_TASK DIRECTIONS_. Look through the entries and count each line that includes the string "cursor". Reply with the number alone.

_Recorded data_.

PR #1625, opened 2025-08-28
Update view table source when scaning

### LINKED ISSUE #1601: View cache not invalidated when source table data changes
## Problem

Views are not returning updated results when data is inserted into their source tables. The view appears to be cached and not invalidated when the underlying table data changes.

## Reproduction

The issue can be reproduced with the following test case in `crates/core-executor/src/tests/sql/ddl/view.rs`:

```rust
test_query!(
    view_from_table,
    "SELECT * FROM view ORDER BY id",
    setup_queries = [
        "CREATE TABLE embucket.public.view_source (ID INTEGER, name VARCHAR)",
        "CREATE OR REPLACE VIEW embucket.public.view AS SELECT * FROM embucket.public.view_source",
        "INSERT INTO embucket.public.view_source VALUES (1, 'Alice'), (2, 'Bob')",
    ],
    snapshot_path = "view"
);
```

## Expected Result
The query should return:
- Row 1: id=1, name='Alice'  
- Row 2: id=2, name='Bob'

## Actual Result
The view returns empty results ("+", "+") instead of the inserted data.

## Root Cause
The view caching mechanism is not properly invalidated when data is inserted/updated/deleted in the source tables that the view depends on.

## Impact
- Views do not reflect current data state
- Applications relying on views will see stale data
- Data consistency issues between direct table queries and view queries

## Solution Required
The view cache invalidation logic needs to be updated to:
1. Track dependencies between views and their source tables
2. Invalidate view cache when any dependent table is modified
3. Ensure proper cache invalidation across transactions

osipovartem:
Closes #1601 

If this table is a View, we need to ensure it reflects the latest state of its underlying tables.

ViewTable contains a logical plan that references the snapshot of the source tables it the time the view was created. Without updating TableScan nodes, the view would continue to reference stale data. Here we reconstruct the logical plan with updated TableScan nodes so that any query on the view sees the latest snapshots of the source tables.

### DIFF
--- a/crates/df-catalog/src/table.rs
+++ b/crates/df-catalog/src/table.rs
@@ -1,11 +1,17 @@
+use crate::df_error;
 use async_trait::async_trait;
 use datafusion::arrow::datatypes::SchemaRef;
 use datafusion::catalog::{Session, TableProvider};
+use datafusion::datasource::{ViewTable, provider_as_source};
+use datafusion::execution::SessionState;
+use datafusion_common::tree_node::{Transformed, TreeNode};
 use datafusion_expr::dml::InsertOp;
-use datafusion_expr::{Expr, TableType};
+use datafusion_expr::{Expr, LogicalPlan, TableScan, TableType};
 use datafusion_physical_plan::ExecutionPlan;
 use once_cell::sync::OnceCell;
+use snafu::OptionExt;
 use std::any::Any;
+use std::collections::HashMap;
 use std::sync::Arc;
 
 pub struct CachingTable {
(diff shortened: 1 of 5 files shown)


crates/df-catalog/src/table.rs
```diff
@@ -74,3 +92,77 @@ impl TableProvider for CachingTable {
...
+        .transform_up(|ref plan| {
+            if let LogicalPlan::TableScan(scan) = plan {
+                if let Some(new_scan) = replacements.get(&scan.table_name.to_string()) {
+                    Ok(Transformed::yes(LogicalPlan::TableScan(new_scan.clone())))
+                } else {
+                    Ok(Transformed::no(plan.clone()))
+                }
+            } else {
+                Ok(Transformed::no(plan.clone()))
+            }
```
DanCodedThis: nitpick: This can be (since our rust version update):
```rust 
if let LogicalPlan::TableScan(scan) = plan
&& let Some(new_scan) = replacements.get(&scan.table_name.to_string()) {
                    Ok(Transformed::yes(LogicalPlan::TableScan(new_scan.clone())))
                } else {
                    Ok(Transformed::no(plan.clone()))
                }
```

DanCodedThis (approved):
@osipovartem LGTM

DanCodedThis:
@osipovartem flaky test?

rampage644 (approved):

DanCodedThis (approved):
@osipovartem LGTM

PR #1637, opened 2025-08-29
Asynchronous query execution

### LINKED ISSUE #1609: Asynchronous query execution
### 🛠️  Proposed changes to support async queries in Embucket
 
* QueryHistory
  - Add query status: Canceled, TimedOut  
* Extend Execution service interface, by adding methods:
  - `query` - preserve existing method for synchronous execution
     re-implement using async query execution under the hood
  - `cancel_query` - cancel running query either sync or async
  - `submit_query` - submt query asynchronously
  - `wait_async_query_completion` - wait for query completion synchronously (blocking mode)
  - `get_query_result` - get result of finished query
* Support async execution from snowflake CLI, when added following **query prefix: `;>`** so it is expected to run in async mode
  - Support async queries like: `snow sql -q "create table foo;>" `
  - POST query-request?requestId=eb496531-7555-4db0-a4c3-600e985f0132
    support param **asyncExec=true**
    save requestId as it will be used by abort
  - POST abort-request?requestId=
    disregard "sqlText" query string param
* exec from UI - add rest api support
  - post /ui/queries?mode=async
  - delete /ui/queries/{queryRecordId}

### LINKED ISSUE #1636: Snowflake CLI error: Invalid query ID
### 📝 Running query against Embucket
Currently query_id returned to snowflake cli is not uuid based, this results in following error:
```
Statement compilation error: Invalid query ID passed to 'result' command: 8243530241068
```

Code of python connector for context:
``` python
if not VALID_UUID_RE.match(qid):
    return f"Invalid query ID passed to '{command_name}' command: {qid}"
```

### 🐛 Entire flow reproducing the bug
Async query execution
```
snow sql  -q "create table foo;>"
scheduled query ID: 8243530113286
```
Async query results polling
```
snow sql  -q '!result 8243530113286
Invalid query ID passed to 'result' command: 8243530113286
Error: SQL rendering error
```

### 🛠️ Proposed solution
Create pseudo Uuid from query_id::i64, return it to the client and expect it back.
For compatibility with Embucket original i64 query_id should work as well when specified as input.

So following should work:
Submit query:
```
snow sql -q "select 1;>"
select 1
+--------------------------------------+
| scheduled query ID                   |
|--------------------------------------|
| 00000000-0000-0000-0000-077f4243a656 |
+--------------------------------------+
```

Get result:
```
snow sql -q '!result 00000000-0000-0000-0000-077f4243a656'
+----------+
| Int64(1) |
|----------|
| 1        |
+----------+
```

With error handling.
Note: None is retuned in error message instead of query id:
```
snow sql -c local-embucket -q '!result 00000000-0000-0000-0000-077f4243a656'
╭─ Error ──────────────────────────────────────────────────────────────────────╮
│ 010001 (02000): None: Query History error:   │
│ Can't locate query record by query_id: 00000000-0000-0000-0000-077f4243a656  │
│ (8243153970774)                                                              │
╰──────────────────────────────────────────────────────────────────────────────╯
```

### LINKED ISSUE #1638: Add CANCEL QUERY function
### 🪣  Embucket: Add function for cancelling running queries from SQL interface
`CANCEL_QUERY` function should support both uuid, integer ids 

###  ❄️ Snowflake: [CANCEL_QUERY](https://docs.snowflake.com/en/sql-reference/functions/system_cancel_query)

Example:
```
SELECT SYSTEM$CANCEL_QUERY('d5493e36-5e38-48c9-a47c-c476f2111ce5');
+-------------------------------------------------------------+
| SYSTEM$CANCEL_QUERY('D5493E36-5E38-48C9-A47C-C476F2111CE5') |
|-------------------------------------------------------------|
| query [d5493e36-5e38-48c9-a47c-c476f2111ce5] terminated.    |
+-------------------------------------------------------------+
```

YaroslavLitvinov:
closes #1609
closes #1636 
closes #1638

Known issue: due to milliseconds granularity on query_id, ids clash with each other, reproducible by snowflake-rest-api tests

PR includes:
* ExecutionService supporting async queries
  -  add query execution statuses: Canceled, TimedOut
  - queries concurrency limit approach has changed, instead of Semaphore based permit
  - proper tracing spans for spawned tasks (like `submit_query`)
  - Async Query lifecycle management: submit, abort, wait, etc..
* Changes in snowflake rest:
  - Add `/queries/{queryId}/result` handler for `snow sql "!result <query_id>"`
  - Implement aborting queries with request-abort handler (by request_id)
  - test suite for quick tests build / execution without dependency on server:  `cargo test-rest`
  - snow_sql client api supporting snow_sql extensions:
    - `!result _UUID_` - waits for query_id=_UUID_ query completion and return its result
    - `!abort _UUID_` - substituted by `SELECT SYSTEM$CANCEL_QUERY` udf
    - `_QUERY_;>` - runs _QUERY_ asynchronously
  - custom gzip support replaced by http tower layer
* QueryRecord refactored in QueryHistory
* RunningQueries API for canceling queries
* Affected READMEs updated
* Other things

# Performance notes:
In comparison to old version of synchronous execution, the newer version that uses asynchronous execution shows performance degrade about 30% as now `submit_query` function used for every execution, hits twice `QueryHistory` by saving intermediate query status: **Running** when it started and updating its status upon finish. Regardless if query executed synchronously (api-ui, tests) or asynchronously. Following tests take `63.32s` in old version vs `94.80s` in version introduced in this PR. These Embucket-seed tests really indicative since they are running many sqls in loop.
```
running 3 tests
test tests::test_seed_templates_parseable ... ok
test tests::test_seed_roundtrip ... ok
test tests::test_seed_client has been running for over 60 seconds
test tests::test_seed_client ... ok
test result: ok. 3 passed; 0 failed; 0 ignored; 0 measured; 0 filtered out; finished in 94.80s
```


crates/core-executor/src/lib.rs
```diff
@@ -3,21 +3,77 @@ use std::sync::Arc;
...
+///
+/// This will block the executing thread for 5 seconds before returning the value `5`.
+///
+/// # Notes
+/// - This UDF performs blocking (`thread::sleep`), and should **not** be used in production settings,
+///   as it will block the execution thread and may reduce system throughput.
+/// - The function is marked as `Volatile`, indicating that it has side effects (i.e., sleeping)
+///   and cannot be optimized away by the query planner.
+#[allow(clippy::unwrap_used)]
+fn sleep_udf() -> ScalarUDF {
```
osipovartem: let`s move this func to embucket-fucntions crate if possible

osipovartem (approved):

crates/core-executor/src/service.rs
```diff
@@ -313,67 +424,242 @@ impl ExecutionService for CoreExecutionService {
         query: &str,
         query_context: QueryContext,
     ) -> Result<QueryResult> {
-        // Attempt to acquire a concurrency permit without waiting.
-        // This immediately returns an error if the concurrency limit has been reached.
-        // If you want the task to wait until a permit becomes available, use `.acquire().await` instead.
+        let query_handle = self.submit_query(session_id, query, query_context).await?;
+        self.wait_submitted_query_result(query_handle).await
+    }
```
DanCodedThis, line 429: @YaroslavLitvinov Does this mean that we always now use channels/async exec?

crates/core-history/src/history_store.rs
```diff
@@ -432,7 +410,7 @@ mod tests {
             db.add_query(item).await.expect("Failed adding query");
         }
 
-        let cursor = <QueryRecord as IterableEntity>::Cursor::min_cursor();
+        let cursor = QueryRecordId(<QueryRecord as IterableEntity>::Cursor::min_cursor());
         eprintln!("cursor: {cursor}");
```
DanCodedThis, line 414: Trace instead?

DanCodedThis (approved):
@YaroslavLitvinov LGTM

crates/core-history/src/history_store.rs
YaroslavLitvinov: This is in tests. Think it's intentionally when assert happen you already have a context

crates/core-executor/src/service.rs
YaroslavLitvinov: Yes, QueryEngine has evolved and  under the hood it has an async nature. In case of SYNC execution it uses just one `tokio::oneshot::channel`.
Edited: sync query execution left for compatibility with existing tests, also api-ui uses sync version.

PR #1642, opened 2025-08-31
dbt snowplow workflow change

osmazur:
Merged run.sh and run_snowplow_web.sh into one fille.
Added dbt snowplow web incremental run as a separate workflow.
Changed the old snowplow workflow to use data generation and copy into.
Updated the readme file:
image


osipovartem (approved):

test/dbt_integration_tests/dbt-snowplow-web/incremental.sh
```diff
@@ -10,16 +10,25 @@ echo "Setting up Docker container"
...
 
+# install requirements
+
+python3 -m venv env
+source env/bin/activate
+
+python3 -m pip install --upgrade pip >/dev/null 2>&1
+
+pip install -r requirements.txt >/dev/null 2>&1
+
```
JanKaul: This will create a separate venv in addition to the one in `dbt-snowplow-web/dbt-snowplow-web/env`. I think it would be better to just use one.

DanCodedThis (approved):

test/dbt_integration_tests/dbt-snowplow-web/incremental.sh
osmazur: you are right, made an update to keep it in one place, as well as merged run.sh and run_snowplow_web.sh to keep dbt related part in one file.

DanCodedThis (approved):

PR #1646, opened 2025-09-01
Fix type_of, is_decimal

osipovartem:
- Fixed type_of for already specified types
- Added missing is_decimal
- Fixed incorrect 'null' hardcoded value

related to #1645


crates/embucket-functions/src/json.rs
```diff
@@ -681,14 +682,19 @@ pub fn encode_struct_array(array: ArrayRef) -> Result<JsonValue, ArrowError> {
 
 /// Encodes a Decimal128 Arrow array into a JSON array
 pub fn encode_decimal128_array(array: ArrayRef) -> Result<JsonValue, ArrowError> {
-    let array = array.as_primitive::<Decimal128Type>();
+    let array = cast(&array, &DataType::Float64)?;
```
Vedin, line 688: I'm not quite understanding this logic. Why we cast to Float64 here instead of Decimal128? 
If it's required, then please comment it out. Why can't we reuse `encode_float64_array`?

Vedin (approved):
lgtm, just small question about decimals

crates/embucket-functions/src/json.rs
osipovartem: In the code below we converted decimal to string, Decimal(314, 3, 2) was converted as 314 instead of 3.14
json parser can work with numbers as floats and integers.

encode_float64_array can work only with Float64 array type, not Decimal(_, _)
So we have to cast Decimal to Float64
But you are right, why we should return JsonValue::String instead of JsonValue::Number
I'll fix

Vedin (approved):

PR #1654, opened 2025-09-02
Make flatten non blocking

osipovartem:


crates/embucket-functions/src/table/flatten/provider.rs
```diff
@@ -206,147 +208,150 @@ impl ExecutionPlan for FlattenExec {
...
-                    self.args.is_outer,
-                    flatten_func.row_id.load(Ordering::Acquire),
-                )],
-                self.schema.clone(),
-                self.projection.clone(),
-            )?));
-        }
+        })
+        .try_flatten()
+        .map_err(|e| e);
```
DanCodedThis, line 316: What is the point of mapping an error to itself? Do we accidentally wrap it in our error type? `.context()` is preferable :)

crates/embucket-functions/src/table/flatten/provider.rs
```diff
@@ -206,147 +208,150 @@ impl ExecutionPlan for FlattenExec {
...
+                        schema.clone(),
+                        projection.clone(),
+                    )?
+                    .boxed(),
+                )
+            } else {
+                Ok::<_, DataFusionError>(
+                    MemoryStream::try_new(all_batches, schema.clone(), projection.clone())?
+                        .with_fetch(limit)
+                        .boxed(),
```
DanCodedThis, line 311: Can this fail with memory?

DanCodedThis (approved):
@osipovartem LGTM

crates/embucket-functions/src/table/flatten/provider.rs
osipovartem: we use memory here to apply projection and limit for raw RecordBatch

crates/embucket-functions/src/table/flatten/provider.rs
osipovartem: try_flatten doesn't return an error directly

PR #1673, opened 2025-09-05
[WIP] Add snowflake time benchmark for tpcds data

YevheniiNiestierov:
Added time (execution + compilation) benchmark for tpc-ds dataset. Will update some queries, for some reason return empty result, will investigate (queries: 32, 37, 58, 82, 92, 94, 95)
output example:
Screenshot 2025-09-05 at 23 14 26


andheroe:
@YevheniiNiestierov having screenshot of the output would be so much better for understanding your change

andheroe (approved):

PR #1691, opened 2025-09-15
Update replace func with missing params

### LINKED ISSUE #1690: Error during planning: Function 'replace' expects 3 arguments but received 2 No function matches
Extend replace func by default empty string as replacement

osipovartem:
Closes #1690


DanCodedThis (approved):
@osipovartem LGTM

--

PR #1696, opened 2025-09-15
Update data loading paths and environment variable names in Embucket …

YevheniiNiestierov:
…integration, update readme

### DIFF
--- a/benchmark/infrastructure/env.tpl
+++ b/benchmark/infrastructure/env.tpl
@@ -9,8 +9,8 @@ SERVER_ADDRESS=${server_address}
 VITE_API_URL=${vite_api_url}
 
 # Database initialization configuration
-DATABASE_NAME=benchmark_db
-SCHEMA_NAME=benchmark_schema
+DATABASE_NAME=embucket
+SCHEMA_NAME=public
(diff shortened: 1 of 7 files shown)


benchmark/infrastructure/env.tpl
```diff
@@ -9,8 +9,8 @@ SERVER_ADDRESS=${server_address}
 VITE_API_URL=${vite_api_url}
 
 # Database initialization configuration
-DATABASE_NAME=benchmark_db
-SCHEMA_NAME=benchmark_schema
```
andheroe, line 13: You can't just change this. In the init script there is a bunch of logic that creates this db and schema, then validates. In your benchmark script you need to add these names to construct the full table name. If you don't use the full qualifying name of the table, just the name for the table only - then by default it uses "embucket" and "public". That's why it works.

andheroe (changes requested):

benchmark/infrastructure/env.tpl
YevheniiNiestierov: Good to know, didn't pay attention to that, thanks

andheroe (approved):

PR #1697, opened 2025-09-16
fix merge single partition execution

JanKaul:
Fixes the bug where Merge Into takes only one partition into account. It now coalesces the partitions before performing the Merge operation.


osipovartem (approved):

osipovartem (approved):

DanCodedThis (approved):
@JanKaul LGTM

...

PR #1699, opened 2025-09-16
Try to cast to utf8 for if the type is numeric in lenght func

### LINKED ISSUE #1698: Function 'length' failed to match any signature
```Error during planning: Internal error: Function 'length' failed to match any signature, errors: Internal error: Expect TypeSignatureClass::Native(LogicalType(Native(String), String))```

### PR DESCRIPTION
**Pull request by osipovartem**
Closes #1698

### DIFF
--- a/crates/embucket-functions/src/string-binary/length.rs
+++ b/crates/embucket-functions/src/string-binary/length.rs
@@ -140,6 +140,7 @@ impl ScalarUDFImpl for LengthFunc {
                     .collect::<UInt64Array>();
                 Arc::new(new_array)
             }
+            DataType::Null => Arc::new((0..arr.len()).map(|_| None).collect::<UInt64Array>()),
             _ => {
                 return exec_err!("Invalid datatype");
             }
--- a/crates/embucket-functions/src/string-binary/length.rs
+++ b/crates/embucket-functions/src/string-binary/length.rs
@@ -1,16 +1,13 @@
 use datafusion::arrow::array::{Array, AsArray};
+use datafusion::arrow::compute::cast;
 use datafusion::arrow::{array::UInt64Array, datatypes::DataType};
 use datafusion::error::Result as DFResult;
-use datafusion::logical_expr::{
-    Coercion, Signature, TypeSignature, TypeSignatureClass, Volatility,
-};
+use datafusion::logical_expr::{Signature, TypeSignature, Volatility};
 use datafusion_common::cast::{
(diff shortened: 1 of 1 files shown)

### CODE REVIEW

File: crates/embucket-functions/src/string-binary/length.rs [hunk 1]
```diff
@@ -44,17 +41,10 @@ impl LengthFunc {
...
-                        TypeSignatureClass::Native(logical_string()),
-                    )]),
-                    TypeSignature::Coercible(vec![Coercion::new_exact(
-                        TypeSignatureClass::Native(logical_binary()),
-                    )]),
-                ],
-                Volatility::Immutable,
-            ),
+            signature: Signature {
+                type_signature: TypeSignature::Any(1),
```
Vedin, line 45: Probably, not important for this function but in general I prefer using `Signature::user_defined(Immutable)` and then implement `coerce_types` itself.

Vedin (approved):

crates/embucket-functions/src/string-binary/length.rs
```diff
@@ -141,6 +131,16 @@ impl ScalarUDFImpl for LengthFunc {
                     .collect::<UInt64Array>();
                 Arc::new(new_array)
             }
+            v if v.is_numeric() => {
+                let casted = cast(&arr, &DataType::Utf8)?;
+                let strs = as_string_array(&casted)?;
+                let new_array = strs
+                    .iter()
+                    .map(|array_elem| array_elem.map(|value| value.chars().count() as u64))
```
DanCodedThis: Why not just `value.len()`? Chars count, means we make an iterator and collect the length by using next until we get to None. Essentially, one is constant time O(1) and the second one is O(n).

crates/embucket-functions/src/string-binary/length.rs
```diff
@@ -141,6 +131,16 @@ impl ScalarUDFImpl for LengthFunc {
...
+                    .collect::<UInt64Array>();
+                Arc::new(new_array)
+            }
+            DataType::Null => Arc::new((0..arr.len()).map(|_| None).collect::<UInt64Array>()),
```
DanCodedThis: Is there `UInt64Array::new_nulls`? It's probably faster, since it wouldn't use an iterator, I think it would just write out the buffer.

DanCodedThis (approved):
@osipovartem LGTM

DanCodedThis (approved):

_SOLUTION TO THIS TASK_. 3